- **SUPPLIED DATA**:
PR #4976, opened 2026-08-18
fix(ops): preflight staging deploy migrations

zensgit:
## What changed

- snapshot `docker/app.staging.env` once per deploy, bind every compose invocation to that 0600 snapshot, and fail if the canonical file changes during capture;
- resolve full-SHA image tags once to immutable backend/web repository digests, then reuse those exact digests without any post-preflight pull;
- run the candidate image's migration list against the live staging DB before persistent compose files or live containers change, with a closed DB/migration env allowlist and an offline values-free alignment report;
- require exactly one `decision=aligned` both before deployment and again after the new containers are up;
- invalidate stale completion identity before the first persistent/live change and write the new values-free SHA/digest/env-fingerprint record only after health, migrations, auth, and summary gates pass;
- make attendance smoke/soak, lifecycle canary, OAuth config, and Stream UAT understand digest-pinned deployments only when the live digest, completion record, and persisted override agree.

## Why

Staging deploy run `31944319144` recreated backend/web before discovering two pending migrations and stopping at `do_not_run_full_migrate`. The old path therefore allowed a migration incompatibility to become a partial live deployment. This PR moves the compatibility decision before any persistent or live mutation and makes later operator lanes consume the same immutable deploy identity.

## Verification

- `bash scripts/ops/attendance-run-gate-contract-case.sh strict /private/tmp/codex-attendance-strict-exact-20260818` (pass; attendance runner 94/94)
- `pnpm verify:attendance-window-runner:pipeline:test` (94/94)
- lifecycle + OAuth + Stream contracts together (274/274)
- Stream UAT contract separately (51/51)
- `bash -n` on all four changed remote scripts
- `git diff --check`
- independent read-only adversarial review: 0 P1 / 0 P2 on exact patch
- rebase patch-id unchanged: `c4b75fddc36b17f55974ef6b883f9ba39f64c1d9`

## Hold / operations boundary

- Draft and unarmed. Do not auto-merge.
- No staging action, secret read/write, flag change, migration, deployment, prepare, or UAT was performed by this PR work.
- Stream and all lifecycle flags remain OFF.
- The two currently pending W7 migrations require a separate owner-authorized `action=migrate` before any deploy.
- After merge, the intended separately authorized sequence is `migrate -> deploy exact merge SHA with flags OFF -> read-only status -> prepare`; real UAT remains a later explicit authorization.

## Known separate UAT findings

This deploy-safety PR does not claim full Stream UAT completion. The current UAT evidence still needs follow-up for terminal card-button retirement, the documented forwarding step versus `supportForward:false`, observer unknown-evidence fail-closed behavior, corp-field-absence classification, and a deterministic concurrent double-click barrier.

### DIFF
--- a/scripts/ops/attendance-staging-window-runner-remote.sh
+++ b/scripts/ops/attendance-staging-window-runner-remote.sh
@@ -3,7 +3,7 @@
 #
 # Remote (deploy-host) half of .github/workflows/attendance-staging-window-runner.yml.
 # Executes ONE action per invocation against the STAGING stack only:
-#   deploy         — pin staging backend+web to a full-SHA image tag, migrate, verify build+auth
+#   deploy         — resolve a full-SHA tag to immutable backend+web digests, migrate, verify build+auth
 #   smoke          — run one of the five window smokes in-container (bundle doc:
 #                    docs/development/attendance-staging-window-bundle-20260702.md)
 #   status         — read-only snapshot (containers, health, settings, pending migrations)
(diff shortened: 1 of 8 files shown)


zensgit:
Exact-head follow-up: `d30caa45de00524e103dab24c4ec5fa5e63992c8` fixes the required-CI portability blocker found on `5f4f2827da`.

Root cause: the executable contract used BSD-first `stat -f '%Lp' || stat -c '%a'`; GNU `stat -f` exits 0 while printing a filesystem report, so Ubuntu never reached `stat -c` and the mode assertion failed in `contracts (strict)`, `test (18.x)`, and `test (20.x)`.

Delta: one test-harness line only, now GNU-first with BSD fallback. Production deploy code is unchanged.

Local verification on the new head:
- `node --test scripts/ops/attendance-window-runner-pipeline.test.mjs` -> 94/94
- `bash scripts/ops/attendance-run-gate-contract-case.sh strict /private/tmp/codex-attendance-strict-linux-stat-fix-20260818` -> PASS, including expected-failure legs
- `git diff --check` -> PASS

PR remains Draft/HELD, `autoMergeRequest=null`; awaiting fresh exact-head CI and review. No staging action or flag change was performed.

- **ASSIGNED TASK**: Each line of the data that holds "digests" should be copied.

- **ANSWER TO THIS PROBLEM**:
- resolve full-SHA image tags once to immutable backend/web repository digests, then reuse those exact digests without any post-preflight pull;
+#   deploy         — resolve a full-SHA tag to immutable backend+web digests, migrate, verify build+auth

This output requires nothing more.